As it turns out the insurance company rejected the brand of hGH that was prescribed for me. They gave me the ok for a growth hormone was just FDA-approved for adults on 11/4/04. The day this medication was approved for adults was the day after my insurance said that’s what is preferred for me. In the past, this form of hGH was only approved for children with height issues. Am I going to be a ginuea pig again? The new GH company has assigned a rep for me, has submitted info to the pharmacy, waiting for insurance approval, again.

December 2004 ~ I finally started the Growth Hormone last night – it’s like a rebirth for me. I look forward to having my life back in a few months!

January 2005 ~After a lot of phone calls and paperwork, the insurance company finally came through at the very last minute, just as I needed my second month’s supply. Of course, the pharmacy wouldn’t send it unless they were paid for the first month. They had verbal approval from the insurance, but the actual claim was denied. Talk about a cliff hanger!

Later January 2005 ~I’ve been on the growth hormone for 7 weeks now, and see no change in my tiredness and fatigue. A couple weeks ago, I thought there was a bit of improvement. I even exercised a little again, but that was short lived.

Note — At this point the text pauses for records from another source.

PR #1011, opened 2023-06-29
Update zh_CN translation

clsty:


clsty:
Update `zh_CN.po` translation.
- Update previous translators according to history commits.
- Fix some wrong translations.
- Fix many unsuitable (e.g. inconsistency) translations.
- Translated some untranslated.

PR #145, opened 2020-12-29
Update Installation Instructions

lachlan-smith:
Add git and rustup to installation instructions, as current installation steps do not result in a successful installation on a fresh install using archlinx-2020.12.01-x86_64.iso

PR #1226, opened 2024-08-01
README: Also install git

tyilo:


SandaruKasa:
This has already been suggested at least three times before: #145, #1024, #1043, so maybe it's worth to add at least git to prevent similar reports in future?

tyilo:
If this is not added I think the whole `sudo pacman -S --needed base-devel` line should be removed.

SteavenGamerYT (approved):

ghost (approved):

rien333:
I guess the reasoning behind installing  `base-devel` is that its packages are basically implicitly assumed to be installed in any PKGBUILD on the aur. After all, if you are going to use the aur, you need to be able to build software, and this is precisely what `base-devel` aims to provide (i've seen "bug" reports on the aur that were totally fixeable if the user just had `base-devel`). 

The same cannot be said about git. In fact, `git` it often of an explicit `makedep` of packages that need it.

tyilo:
> I guess the reasoning behind installing `base-devel` is that its packages are basically implicitly assumed to be installed in any PKGBUILD on the aur. After all, if you are going to use the aur, you need to be able to build software, and this is precisely what `base-devel` aims to provide (i've seen "bug" reports on the aur that were totally fixeable if the user just had `base-devel`).
> 
> The same cannot be said about git. In fact, `git` it often of an explicit `makedep` of packages that need it.

Sure. However the next line is literally `git clone https://aur.archlinux.org/paru.git`, which can't be done without having git installed.

PR #1230, opened 2024-08-07
split packages support for GETPKGBUILD

arenevier:
Split packages are not supported in. For example, running `paru -Gp gvim` will display the html content of [this 404 page](https://gitlab.archlinux.org/archlinux/packaging/packages/gvim/-/raw/HEAD/PKGBUILD)

This patch adds support for split packages. In `split_repo_aur_pkgbuilds`,  the base package of the target is checked. If different from the target, the base name will be used instead.

Test: run ```paru -Gp gvim```. It will now display vim PKGBUILD.

No need to do anything for aur. split packages are already supported.

Implementation note: 

- Since the base() string lifetime is less than the lifetime of targets, the only way I could find to make it work is to use String instead of &str. I tried to add lifetime annotation for the config parameter, but it was not working out (since it's borrowed in some other place). I am novice in rust. So maybe there is a better way. 

- I also modified split_repo_aur_pkgbuilds to return strings instead of the Targ  struct. Indeed, the **repo** field is never used.

### DIFF
--- a/src/download.rs
+++ b/src/download.rs
@@ -10,7 +10,7 @@ use std::process::{Command, Stdio};
 use std::result::Result as StdResult;
 
 use alpm::Version;
-use alpm_utils::{AsTarg, DbListExt, Targ};
+use alpm_utils::{AsTarg, DbListExt};
 use ansi_term::Style;
 use anyhow::{bail, ensure, Context, Result};
 use aur_depends::AurBase;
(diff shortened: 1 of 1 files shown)


arenevier:
test all pass locally for me. (by running `cargo test --features mock`)

Morganamilo:
Sorry I'm so behind on PRs and issues. I fixed this a while ago with c894e25bd7cb19028642b046bf419dc078dd0399

I think it's the better approach as split_repo_aur_pkgbuilds still returns Targs so the caller can choose which part they care about.

PR #1251, opened 2024-09-24
man page : fix typo

Maherilaza:


Morganamilo:
Not sure what's going on here. Fix is good but there's tesdata and translation changes too.

PR #1260, opened 2024-10-11
[Alpm] Fix around upstream alpm issue for aarch64

trcrsired:
See:
https://github.com/archlinux/alpm.rs/issues/35


Morganamilo:
The reason this isn't the default is because it makes clang a build dep.

This is fixed in git so will be fixed in the next release.

PR #1275, opened 2024-11-11
Remove unused crate patches

mkrasnitski:
These patches are not used and cargo gives the following warning when compiling:

```
warning: Patch `alpm v3.0.4 (https://github.com/archlinux/alpm.rs?rev=306342#306342ef)` was not used in the crate graph.
Patch `aur-depends v3.0.0 (https://github.com/Morganamilo/aur-depends?rev=30c2c1#30c2c150)` was not used in the crate graph.
Check that the patched package version and available features are compatible
with the dependency requirements. If the patch has a different version from
what is locked in the Cargo.lock file, run `cargo update` to use the new
version. This may also occur with an optional dependency that is not enabled.
```

### DIFF
--- a/Cargo.lock
+++ b/Cargo.lock
@@ -2613,13 +2613,3 @@ dependencies = [
  "quote",
  "syn",
 ]
-
-[[patch.unused]]
-name = "alpm"
-version = "3.0.4"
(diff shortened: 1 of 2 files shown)


Morganamilo:
Just remove the two causing the warning. I frequently use the others to test cross library changes so I keep them around.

I feel like my stomach is getting bigger, and Tom says my face is looking more Cushie again. Maybe from the cortisone I’ve been taking since October. I can’t wait until my next endo appointment in March to increase my GH. I want to feel better already!

March 2005 ~ My IGF-1 was “normal” so I can’t increase the GH.

September 2005 ~ I don’t see any benefit with the growth hormone.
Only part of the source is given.